Work instruction: For the string "switch", count the lines in the records below that contain it. Answer with that number alone.

Top of Materials provided

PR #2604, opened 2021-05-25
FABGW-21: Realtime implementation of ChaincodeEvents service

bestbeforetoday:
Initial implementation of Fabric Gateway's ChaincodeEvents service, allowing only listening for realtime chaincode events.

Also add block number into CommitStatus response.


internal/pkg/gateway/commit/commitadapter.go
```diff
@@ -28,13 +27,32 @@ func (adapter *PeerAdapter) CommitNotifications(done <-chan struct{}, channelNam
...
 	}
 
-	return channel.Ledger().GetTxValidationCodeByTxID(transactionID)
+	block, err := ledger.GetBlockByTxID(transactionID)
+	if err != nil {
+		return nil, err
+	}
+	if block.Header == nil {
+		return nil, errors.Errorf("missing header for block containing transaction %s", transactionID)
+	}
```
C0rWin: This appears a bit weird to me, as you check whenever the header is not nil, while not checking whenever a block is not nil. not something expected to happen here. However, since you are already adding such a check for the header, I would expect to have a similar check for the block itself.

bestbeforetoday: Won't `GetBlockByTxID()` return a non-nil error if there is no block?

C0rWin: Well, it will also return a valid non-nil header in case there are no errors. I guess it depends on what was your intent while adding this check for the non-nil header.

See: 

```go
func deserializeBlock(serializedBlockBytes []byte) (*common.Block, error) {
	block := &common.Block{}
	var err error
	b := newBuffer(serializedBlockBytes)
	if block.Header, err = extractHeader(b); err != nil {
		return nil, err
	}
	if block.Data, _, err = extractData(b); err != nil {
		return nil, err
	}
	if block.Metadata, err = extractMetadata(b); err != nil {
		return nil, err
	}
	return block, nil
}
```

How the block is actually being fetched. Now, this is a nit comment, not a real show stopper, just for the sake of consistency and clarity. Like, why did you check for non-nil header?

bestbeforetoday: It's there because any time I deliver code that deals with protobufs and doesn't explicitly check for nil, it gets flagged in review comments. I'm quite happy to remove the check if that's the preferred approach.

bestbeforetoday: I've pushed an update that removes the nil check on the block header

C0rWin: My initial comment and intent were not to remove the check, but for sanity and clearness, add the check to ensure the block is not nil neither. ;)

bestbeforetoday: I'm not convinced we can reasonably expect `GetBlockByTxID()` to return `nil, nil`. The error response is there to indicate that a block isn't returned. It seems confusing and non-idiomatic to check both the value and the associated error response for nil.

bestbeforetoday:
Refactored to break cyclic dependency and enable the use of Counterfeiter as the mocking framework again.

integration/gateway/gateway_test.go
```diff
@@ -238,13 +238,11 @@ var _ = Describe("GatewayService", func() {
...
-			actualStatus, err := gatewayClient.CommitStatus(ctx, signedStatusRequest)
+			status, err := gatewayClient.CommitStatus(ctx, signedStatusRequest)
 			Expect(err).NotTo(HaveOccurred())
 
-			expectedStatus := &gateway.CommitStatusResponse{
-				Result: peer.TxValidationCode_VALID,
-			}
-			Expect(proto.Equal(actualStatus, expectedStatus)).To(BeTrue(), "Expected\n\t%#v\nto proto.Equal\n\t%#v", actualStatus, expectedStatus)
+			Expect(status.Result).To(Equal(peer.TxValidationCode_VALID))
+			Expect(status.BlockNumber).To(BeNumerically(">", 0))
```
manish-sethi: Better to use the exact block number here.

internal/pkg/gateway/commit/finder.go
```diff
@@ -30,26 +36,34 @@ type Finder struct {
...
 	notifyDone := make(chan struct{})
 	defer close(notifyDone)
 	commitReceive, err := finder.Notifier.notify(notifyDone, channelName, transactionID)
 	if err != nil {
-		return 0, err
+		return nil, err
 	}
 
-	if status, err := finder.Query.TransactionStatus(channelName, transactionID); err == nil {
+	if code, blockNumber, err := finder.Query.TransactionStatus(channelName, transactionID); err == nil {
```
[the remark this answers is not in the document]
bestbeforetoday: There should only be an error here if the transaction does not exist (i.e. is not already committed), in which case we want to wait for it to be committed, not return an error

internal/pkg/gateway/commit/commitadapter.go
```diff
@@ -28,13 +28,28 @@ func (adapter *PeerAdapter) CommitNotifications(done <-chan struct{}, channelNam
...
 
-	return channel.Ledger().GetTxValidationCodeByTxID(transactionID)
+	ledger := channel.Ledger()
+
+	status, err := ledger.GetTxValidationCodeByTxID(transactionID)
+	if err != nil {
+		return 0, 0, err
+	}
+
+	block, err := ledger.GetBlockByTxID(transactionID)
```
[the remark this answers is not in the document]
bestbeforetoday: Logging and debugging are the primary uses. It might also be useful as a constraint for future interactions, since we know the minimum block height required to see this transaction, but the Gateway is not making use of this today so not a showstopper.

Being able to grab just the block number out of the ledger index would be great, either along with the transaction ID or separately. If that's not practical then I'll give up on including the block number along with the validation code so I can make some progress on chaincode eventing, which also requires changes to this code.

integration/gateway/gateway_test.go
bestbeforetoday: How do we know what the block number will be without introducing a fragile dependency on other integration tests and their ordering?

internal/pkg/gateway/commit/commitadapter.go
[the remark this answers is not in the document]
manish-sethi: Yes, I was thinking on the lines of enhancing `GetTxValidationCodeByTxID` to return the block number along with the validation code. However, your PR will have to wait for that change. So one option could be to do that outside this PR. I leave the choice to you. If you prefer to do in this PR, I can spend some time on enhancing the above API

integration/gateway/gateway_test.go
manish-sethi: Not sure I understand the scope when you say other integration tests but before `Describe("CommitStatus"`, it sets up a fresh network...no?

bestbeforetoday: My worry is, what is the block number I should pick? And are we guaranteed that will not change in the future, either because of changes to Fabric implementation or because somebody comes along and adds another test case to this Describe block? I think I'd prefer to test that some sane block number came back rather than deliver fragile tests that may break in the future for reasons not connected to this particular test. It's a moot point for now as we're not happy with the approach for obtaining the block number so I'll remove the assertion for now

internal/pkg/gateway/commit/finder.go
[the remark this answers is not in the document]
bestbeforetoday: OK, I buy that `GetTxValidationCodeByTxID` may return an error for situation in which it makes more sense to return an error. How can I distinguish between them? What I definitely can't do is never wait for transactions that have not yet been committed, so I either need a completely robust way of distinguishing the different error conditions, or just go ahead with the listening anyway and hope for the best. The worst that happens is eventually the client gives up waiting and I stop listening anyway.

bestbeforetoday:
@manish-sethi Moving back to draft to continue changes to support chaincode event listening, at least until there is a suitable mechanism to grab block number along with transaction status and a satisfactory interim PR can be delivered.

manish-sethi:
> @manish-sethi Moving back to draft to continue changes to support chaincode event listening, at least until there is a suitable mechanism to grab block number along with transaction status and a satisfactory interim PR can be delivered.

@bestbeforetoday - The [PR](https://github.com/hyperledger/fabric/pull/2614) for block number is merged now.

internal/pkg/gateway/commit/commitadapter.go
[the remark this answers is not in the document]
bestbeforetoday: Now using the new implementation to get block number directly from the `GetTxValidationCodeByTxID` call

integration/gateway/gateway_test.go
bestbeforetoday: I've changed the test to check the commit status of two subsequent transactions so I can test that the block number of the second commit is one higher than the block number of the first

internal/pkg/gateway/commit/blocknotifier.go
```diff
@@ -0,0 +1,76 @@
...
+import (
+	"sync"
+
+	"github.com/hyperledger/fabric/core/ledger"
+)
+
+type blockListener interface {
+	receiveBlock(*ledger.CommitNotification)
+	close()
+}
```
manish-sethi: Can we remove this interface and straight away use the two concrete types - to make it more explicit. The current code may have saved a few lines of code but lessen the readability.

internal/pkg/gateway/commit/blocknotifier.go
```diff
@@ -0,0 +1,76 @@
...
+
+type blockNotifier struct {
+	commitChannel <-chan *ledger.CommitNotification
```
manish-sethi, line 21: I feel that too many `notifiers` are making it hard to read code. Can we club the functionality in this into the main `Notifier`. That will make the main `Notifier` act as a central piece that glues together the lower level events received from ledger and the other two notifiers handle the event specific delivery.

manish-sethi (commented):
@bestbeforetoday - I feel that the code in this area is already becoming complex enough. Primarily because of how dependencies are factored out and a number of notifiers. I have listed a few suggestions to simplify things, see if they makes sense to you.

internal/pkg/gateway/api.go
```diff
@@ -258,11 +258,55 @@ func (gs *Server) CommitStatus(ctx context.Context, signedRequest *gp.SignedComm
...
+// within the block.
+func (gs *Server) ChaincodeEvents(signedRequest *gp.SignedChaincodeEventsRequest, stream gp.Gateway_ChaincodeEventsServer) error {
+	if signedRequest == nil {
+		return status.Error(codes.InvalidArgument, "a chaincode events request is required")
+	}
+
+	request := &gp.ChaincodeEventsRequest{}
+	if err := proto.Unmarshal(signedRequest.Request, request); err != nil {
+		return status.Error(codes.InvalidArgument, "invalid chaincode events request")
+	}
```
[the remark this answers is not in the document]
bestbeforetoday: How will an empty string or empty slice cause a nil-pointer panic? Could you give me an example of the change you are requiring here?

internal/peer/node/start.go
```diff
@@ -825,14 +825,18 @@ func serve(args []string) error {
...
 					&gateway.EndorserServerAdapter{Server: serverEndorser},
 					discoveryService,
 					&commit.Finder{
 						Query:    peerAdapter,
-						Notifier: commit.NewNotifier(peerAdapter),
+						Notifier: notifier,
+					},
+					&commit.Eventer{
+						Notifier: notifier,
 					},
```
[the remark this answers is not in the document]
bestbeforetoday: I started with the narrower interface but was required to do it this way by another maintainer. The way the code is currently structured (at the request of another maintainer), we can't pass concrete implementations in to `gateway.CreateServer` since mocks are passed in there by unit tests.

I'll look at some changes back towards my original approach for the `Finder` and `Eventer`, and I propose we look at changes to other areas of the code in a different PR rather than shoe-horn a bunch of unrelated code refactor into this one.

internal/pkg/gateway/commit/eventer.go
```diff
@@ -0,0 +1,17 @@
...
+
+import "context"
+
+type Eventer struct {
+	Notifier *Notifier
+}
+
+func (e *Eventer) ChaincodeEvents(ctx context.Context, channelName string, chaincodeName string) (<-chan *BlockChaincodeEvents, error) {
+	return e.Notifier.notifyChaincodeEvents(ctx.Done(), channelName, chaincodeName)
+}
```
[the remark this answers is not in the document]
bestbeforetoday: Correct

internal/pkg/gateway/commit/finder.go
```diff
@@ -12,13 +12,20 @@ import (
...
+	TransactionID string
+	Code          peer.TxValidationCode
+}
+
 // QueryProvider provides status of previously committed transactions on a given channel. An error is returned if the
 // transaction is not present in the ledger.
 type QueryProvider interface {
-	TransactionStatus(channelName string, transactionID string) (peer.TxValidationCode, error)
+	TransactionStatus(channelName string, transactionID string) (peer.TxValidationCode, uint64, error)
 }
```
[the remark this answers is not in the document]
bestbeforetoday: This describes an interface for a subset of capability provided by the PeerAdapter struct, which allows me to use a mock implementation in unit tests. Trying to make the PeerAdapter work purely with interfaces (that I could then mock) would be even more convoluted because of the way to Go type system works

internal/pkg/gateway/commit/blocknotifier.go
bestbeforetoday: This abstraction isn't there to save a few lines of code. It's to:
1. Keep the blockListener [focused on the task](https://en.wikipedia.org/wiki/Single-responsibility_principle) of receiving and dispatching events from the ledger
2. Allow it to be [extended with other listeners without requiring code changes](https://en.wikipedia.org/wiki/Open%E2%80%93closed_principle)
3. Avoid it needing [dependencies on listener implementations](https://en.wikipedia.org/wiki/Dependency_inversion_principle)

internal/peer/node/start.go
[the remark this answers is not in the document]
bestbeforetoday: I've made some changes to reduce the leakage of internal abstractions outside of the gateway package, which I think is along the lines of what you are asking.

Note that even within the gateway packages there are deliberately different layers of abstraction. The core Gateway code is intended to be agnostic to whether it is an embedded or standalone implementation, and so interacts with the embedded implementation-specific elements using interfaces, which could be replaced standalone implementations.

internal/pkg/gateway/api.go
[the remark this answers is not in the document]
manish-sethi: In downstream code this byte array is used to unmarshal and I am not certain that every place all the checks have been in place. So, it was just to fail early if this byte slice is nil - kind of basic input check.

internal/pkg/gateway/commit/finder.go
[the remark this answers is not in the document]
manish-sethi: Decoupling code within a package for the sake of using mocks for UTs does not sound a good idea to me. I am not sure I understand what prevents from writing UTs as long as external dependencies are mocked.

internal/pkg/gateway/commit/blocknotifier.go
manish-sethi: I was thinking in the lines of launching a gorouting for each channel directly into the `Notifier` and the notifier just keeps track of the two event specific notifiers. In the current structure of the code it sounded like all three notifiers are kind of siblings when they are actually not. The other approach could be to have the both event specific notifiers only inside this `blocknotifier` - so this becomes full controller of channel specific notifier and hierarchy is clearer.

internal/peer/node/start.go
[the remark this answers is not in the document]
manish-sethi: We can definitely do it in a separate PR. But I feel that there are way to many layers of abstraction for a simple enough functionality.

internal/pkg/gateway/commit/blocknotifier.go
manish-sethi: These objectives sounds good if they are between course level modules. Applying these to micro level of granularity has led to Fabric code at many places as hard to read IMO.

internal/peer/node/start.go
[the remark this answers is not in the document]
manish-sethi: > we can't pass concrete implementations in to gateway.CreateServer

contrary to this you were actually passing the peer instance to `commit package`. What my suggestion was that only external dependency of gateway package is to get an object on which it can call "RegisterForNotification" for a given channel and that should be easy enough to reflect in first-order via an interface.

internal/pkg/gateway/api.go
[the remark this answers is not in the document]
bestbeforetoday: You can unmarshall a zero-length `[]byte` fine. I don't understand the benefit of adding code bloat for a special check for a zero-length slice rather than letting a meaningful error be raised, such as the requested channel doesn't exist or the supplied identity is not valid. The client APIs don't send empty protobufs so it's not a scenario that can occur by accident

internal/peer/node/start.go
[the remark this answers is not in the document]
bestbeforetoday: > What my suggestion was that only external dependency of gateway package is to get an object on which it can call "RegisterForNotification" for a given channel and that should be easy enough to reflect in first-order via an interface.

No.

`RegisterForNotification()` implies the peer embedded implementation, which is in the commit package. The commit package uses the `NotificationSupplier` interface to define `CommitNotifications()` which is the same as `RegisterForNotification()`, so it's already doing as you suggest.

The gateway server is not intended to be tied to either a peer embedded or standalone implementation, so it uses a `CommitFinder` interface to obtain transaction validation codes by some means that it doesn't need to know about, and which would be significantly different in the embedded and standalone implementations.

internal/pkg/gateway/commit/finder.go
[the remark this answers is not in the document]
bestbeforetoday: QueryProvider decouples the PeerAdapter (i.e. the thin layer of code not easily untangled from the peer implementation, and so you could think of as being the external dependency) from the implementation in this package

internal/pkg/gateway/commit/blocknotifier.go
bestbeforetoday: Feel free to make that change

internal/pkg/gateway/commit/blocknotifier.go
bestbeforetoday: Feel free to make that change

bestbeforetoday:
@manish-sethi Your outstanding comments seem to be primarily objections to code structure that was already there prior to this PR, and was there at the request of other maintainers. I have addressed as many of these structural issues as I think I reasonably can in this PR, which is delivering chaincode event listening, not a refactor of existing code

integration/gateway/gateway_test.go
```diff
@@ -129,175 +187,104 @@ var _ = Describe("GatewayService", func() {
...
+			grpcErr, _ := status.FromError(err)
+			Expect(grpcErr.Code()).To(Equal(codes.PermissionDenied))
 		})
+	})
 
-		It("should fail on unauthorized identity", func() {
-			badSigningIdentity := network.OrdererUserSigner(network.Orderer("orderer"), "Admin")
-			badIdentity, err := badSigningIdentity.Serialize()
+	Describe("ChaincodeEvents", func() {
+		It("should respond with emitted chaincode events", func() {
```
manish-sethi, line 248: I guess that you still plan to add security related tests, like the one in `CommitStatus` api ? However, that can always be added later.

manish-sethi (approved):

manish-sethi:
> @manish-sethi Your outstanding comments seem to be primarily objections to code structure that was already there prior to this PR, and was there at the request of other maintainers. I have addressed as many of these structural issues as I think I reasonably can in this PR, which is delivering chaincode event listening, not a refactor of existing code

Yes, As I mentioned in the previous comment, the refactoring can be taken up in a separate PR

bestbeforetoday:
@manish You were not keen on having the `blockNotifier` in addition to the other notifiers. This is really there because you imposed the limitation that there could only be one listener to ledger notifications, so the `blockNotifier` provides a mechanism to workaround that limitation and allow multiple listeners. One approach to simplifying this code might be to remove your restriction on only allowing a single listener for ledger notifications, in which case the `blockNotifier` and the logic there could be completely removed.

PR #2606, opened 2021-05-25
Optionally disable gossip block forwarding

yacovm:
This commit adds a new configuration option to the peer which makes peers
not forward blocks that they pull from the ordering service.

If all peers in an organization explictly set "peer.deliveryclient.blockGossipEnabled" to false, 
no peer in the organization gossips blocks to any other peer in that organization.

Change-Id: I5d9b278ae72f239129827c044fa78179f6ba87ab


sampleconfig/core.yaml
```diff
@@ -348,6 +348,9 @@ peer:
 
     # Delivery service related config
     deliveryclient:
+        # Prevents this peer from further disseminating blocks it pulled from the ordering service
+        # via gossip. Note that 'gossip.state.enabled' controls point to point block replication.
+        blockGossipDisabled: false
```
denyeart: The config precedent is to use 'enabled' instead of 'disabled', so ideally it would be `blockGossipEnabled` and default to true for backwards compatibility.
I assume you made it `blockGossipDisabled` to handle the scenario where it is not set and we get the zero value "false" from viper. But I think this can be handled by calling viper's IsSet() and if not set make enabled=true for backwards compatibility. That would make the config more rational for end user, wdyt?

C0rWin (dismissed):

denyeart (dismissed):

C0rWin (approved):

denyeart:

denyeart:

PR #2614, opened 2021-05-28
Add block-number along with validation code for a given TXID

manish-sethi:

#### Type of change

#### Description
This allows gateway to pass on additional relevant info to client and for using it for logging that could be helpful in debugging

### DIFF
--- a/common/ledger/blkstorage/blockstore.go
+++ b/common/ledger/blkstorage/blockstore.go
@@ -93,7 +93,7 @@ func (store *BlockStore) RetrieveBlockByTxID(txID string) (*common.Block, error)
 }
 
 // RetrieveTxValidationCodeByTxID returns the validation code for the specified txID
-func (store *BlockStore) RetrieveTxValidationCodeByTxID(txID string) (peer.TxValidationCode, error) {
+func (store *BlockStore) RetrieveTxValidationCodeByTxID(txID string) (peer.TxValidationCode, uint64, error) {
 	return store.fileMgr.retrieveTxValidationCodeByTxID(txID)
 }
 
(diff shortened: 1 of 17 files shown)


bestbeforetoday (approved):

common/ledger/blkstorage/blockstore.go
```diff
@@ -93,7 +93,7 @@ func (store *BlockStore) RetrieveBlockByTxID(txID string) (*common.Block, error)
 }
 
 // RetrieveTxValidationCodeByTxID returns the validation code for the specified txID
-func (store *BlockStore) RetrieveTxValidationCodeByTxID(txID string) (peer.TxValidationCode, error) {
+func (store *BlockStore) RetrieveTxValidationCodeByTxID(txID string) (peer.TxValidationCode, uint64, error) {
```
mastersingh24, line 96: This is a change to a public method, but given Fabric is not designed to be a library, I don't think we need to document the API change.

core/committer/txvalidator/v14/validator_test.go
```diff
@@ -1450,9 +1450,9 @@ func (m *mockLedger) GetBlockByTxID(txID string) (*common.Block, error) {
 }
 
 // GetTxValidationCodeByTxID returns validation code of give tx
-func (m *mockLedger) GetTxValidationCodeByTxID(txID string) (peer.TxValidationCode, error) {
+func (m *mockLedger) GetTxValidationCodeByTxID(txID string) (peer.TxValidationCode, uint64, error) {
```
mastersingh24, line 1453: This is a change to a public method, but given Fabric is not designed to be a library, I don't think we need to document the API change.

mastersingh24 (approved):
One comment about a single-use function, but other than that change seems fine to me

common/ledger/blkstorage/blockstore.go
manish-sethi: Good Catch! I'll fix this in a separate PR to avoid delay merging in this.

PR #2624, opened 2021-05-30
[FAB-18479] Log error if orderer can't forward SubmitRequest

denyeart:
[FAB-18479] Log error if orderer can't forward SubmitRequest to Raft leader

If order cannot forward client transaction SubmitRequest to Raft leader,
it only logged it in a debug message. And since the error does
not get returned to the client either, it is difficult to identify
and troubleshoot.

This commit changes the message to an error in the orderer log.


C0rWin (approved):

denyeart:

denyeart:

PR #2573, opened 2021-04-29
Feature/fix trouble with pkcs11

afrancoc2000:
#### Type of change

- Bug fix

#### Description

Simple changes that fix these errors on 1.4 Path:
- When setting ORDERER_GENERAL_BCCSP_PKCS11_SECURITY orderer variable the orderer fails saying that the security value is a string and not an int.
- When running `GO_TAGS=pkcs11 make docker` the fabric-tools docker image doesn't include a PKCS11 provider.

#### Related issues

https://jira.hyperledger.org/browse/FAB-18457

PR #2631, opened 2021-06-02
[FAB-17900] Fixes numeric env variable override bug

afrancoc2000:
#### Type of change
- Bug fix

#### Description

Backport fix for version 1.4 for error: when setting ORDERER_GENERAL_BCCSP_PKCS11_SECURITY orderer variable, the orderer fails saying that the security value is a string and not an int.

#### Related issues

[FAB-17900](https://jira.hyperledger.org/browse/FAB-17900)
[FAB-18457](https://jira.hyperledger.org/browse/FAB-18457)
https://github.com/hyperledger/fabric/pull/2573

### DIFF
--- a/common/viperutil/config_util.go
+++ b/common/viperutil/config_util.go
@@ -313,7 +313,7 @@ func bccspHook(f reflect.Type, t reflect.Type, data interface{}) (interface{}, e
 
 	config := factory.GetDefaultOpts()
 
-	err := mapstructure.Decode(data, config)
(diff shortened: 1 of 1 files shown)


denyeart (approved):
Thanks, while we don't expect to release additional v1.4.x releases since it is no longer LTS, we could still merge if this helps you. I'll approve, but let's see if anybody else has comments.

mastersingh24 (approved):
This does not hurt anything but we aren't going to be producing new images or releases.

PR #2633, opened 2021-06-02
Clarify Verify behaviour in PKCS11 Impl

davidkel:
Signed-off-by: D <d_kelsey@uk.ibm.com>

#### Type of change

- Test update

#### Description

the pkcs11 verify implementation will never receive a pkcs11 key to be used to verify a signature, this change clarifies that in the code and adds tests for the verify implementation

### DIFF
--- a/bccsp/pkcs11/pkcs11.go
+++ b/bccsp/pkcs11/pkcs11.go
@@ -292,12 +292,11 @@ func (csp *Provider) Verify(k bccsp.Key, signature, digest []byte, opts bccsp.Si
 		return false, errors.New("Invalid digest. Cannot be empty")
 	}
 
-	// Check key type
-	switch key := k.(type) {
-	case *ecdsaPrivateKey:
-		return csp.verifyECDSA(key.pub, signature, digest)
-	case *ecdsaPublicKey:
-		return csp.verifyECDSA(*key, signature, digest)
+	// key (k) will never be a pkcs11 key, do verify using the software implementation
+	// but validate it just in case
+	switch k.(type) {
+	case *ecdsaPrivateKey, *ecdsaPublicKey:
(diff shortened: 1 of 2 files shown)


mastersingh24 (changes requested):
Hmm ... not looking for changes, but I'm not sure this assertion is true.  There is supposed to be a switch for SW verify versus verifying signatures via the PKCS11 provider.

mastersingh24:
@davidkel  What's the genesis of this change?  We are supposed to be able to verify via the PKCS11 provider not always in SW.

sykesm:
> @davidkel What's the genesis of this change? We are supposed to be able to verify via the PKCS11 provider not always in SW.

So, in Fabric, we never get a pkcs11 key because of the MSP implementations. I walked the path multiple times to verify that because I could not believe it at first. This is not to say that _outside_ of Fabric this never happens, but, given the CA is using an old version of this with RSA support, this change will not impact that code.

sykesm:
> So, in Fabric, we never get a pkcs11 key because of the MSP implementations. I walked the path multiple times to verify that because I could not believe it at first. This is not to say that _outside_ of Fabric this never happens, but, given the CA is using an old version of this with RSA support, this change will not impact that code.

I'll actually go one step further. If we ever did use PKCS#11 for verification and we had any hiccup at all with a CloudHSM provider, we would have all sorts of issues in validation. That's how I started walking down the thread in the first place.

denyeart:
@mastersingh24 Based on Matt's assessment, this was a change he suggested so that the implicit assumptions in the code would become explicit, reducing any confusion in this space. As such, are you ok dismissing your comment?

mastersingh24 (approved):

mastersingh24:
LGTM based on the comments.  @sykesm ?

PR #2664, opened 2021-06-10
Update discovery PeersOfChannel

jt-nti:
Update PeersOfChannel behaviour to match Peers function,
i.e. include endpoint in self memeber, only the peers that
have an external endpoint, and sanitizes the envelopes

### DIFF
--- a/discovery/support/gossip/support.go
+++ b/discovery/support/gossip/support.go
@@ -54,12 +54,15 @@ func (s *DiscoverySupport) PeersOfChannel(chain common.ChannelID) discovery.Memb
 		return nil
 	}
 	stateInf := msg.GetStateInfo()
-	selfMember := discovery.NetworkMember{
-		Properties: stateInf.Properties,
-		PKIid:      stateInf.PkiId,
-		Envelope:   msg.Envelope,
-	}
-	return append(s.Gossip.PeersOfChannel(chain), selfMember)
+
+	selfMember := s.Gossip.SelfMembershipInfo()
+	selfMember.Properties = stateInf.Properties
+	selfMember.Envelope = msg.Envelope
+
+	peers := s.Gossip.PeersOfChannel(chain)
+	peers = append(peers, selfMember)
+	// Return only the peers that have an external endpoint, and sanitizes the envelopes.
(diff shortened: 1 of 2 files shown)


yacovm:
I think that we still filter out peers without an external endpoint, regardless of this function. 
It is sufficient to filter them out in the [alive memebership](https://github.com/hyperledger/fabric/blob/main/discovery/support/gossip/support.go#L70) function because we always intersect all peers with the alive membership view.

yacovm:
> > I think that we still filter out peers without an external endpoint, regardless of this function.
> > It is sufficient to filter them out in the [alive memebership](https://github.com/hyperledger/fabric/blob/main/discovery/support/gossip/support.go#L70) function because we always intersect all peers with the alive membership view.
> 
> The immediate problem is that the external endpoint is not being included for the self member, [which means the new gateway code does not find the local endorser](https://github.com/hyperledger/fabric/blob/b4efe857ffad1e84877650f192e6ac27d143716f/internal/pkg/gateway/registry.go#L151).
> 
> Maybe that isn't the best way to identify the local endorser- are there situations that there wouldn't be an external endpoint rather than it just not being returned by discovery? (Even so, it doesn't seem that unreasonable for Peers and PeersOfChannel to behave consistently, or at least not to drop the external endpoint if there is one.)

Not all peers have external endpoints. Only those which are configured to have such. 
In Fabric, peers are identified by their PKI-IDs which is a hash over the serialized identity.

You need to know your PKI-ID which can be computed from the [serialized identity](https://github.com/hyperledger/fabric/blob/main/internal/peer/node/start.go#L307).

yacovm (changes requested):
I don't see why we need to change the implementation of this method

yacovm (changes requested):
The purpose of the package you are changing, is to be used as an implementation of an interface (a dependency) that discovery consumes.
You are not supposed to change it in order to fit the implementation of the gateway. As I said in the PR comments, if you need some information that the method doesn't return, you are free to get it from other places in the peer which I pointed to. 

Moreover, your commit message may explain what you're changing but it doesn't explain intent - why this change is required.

Bottom of Materials provided

Written reply: 3